The task ▸ Your reply should be made up of every line in the records below that holds the string "lines".
===== Given information =====
PR #139, opened 2017-07-11
Revised crack at 2050 predictions

davharris:


davharris:
This should cover all the models except mistnet. Still need to test it for bugs and probably add some polish.

R/post-observer.R
```diff
@@ -105,10 +125,10 @@ make_gbm_predictions = function(x, use_obs_model){
     mean = mean + test$observer_effect
   }
   
-  cbind(test, mean = mean, model = "richness_gbm",  use_obs_model = use_obs_model, 
+  cbind(test, mean = mean, model = "richness_gbm", 
         stringsAsFactors = FALSE) %>% 
-    select(site_id, year, mean, richness, model, use_obs_model) %>% 
-    mutate(sd = sd)
+    select(site_id, year, mean, richness, model) %>% 
+    mutate(sd = !!sd, n.trees = !!n.trees, use_obs_model = !!use_obs_model)
```
ethanwhite: Thanks for the earlier explanation of `!!`. I understood (I think) the uses on lines 89 and 92, but I'm confused here. Where are the external `sd` and `n.trees` coming in. I don't see them passed to the function or in the above lines. If they are in `test` then I don't understand the use of `!!`.

R/sdm-rf.R
```diff
@@ -10,31 +11,34 @@ one_rf_tree = function(bbs, vars, sp_id, iter, use_obs_model, x_richness,
...
   vars = c(settings$vars, if (use_obs_model) {"observer_effect"})
   iters = sort(unique(x_richness$iteration))
   results = lapply(iters, one_rf_tree,
                    bbs = bbs, sp_id = sp_id, use_obs_model = use_obs_model, 
                    vars = vars,
                    x_richness = x_richness,
-                   last_train_year = settings$last_train_year) %>% 
+                   last_train_year = settings$last_train_year,
+                   future, future_observer_effects,
+                   settings) %>%
```
ethanwhite: Since you're using explicit names for all of the other variables I'd probably use them for future, future_observer_effects, and settings, for consistency.

R/sdm-rf.R
```diff
@@ -44,16 +48,18 @@ rf_predict_species = function(sp_id, bbs, settings, x_richness, use_obs_model){
...
+                               future, future_observer_effects) {
   
   out = parallel::mclapply(
     unique(bbs$species_id), 
     function(sp_id){
       rf_predict_species(sp_id, bbs = bbs, x_richness = x_richness, 
                          settings = settings, 
-                         use_obs_model = use_obs_model)
+                         use_obs_model = use_obs_model,
+                         future, future_observer_effects)
```
ethanwhite: Same idea as above on named arguments.

analysis/fit-predict.R
```diff
@@ -24,20 +34,49 @@ x_richness = obs_model$data %>%
...
+    select(which(colnames(.) %in% !!colnames(x_richness)))
+  
+  # Randomly-sampled observers for each `iteration`. Not used for the
+  # "average" model, which will just use observer_sigma directly without
+  # simulations.
+  future_observer_effects = obs_model$observer_sigma %>% 
+    purrr::map(~rnorm(nrow(future), 0, .x))
+} else {
+  future = NULL
+  future_observer_effects = NULL
```
ethanwhite: Missing indents for readability.

analysis/fit-predict.R
```diff
@@ -103,12 +144,12 @@ dir.create("rf_predictions", showWarnings = FALSE)
 
 gc() # Minimize memory detritus before forking
 
-rf_sdm_obs = rf_predict_richness(bbs = bbs, x_richness = x_richness, 
-                                 settings = settings, use_obs_model = TRUE,
-                                 mc.cores = 8) %>% 
-  saveRDS(file = "rf_predictions/all_TRUE.rds")
+rf_predict_richness(bbs = bbs, x_richness = x_richness, 
+                    settings = settings, use_obs_model = TRUE,
+                    future, future_observer_effects) %>%
```
ethanwhite: Same point about naming arguments (here and a few lines down).

R/observer_model.R
```diff
@@ -8,12 +8,11 @@
 fit_observer_model = function(stan_file = "mixed.stan", seed = 1,
                               output_file = "observer_model.rds", 
                               chains = 2, cores = 2, iter = 2000,
-                              thin = 4, ...){
+                              thin = 4, settings...){
```
davharris: Just a typo 😶

R/post-observer.R
davharris: I think that your understanding is correct, and they're both a few lines above my diff (see below). 

I could probably name `sd` better to avoid a name clash with the existing `sd` column. The `!!` for `n.trees` isn't necessary because there isn't (currently) a column with that name, but I like to be explicit.

https://github.com/davharris/bbs-forecasting/blob/b3344f6da1a50faec8647c85795ce1b2c1e9287d/R/post-observer.R#L118-L121

R/sdm-rf.R
davharris: 👍

ethanwhite:
That all looks sounds good. Pull the WIP and ping me when it's ready to go in.

davharris:
Removing "WIP"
=====
Task response ▸
ethanwhite: Thanks for the earlier explanation of `!!`. I understood (I think) the uses on lines 89 and 92, but I'm confused here. Where are the external `sd` and `n.trees` coming in. I don't see them passed to the function or in the above lines. If they are in `test` then I don't understand the use of `!!`.
ethanwhite: Same point about naming arguments (here and a few lines down).
davharris: I think that your understanding is correct, and they're both a few lines above my diff (see below). 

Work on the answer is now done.